TASK TO COMPLETE: Exactly as written, transcribe the data that follows.

◆ ◆ ◆ ◆ ◆ ◆ ◆

PR #120, opened 2023-08-09
Regular pinecone updates

mruwnik:
This will still require the appropriate API keys to be set, but it should run as a second job after fetching datasets

### DIFF
--- a/README.md
+++ b/README.md
@@ -146,9 +146,34 @@ There are Datasets defined for various types of data sources - first check if an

◆ ◆ ◆ ◆ ◆ ◆ ◆

FINISHED TASK:
PR #120, opened 2023-08-09
Regular pinecone updates

mruwnik:
This will still require the appropriate API keys to be set, but it should run as a second job after fetching datasets

### DIFF
--- a/README.md
+++ b/README.md
@@ -146,9 +146,34 @@ There are Datasets defined for various types of data sources - first check if an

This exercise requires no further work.